**EXTRACTED DATA:**
PR #995, opened 2025-11-07
Updating `segmentation-pytorch-models`

Joao-L-S-Almeida:
Geobench requires `torchgeo>=0.7.1` and that, in turn requires `smp>=0.5.0`. 

* Some parameters have changed its name, as `use_batchnorm`, now called `use_norm` and supporting strings and dictionaries as input. 
* The `forward` for the SMP decoders now receives lists (and not arguments) of tensors. 
* Even keeping the same choices for the parameters, the dimensions aren't exactly the same for some cases and the tests must be adapted. One breaking change seems to happens in `segmentation_models_pytorch/decoders/unet/decoder.py::UnetDecoder.forward`, but it isn't clear why it could change the configuration. 
* I'm skipping some models (maybe it's a matter of removing them in the future) considering the `smp==0.5` release notes (sic): *timm- prefixed encoders are deprecated, tu- variants are now the recommended way to use encoders from the timm library. Most of the timm- encoders are internally switched to their tu- equivalent with state_dict re-mapping (backward-compatible), but this support will be dropped in upcoming versions*.
* In some cases, `ruff` has modified the format to adapt it to PEP8.

### DIFF
--- a/pyproject.toml
+++ b/pyproject.toml
@@ -56,7 +56,7 @@ dependencies = [
   "jsonargparse",
   "torchgeo>=0.7.0,<0.7.2",
   "einops",
-  "timm>=0.0.15",
+  "timm>=1.0.15",
   "pycocotools",
   "huggingface_hub",
   "tifffile",


tests/test_decoders.py
Joao-L-S-Almeida, line 1: It was adjusted to follow the new behaviour of `smp.UnetDecoder`.

terratorch/models/decoders/unet_decoder.py
```diff
@@ -39,4 +46,4 @@ def __init__(
     def forward(self, x: list[torch.Tensor]) -> torch.Tensor:
         # The first layer is ignored in the original UnetDecoder, so we need to duplicate the first layer
         x = [x[0].clone(), *x]
-        return self.decoder(*x)
+        return self.decoder(x)
```
romeokienzler, line 49: @Joao-L-S-Almeida can you please explain why this change was necessary?

terratorch/registry/smp_registry.py
```diff
@@ -37,7 +37,7 @@ def __init__(self, decoder, out_channels: int) -> None:
         self.out_channels = out_channels
 
     def forward(self, x):
-        return self._smp_decoder(*x)
+        return self._smp_decoder(x)
```
romeokienzler, line 40: @Joao-L-S-Almeida can you please explain why this change was necessary?

Joao-L-S-Almeida: Now the forward method of these models receives the entire list of embeddings, not the elements as arguments.

terratorch/models/decoders/unet_decoder.py
Joao-L-S-Almeida: Now the forward method of these models receives the entire list of embeddings, not the elements as arguments.

PR #3, opened 2015-01-15
'fs' => 'afero'

wayneeseguin:
Changed remaining 'fs' to 'afero' in README.


spf13:
thanks @wayneeseguin . Sorry this sat for so long. Merged as 139e50e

**REQUIRED ACTION:**
Check each line above for the string "Almeida", then copy the ones that have it.

**TASK ANSWER:**
Joao-L-S-Almeida:
Joao-L-S-Almeida, line 1: It was adjusted to follow the new behaviour of `smp.UnetDecoder`.
romeokienzler, line 49: @Joao-L-S-Almeida can you please explain why this change was necessary?
romeokienzler, line 40: @Joao-L-S-Almeida can you please explain why this change was necessary?
Joao-L-S-Almeida: Now the forward method of these models receives the entire list of embeddings, not the elements as arguments.
Joao-L-S-Almeida: Now the forward method of these models receives the entire list of embeddings, not the elements as arguments.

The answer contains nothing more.